(PROBLEM STATEMENT) Collect all lines below with the string "looks".

(MATERIALS PROVIDED)
PR #466, opened 2026-04-27
comb: Add CIRCT's comb dialect

georgerennie:
This adds the basic definitions of operations from CIRCT's comb dialect, providing only the basic syntactic definitions/verifier, not semantic definitions. The `comb.truth_table` operation is currently missing as it requires `DenseBoolArrayAttr` which is not implemented in VEIR yet.

This also adds a basic filecheck test that just parses/prints each of the added ops. The variadic ops are repeated for varying numbers of arguments and `comb.icmp` instantiated for each valid `predicate` value.

### DIFF
--- a/Test/Comb/identity.mlir
+++ b/Test/Comb/identity.mlir
@@ -1,0 +1,109 @@
+// RUN: veir-opt %s | filecheck %s
+
+"builtin.module"() ({
+^4():
+  %a = "arith.constant"() <{ "value" = 13 : i32 }> : () -> i32
+  %b = "arith.constant"() <{ "value" = 3 : i32 }> : () -> i32
+  %c = "arith.constant"() <{ "value" = 42 : i32 }> : () -> i32
+  %true = "arith.constant"() <{ "value" = 1 : i1 }> : () -> i1
+  %add1 = "comb.add"(%a) : (i32) -> i32
+  %add2 = "comb.add"(%a, %b) : (i32, i32) -> i32
+  %add3 = "comb.add"(%a, %b, %c) : (i32, i32, i32) -> i32
+  %and1 = "comb.and"(%a) : (i32) -> i32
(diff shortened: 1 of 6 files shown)


tobiasgrosser:
@georgerennie, thank you for this. This PR looks great. It clearly needs some tests. Otherwise, please note in the PR message, that this is syntax-only, but no semantics. I would skip the truth_table operation in this PR and just note that it still needs to be added. Adding it in a separate PR will be easy.

osmanyasar05:
Hey, I was just about to create a very similar PR for the Comb dialect as well and saw yours haha. Happy to work together on the semantics though:) I was working on it to get a sense of how things would be implemented for the Datapath dialect.

georgerennie:
> Hey, I was just about to create a very similar PR for the Comb dialect as well and saw yours haha. Happy to work together on the semantics though:) I was working on it to get a sense of how things would be implemented for the Datapath dialect.

Perfect, am happy to talk this through, I have not worked out how semantics should be done yet!

> @georgerennie, thank you for this. This PR looks great. It clearly needs some tests. Otherwise, please note in the PR message, that this is syntax-only, but no semantics. I would skip the truth_table operation in this PR and just note that it still needs to be added. Adding it in a separate PR will be easy.

Have done so
- `truth_table` removed for now
- `Test/Comb/identity.mlir` that checks the added ops all roundtrip through the parser/printer correctly
- Have updated the PR message to reflect the actual changes

math-fehr (approved):
Nice, thanks!

tobiasgrosser (approved):
LGTM.

luisacicolini:
btw, @georgerennie @osmanyasar05 lean-MLIR had already some [comb semantics](https://github.com/opencompl/lean-mlir/blob/main/SSA/Projects/CIRCT/Comb/Semantics.lean) - not sure they're the best semantics we could have but it might be useful as a starting point

PR #467, opened 2026-04-28
Add GetSet lemmas for `Rewriter.createOp`

math-fehr:
Also, add a few lemmas that were missing from the file that were needed to write these get-set lemmas.


tobiasgrosser (approved):
Nice.

luisacicolini (approved):

PR #468, opened 2026-04-29
Add support for `getSuccessor` in the rewriter get-set lemmas

math-fehr:
While `getSuccessor op ctx index` is just a wrapper around `((BlockOperandPtr.mk op index).get! ctx).value`, I think it is still worth to provide get-set lemmas for it, especially since we will need `getSuccessors` lemmas (that are quite needed from what I've seen).


tobiasgrosser (approved):
LGTM.

luisacicolini (approved):

PR #472, opened 2026-04-29
Add get/set lemmas for `WfRewriter.createOp`

math-fehr:
The getters we consider are slightly different than the ones we previously had, because there are a few getters that do not make any sense to manipulate directly at that level of abstraction (like first uses).


luisacicolini (approved):
reviewed mostly for style, lgtm! and these lemma look super useful!!!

(EXERCISE ANSWER)
@georgerennie, thank you for this. This PR looks great. It clearly needs some tests. Otherwise, please note in the PR message, that this is syntax-only, but no semantics. I would skip the truth_table operation in this PR and just note that it still needs to be added. Adding it in a separate PR will be easy.
> @georgerennie, thank you for this. This PR looks great. It clearly needs some tests. Otherwise, please note in the PR message, that this is syntax-only, but no semantics. I would skip the truth_table operation in this PR and just note that it still needs to be added. Adding it in a separate PR will be easy.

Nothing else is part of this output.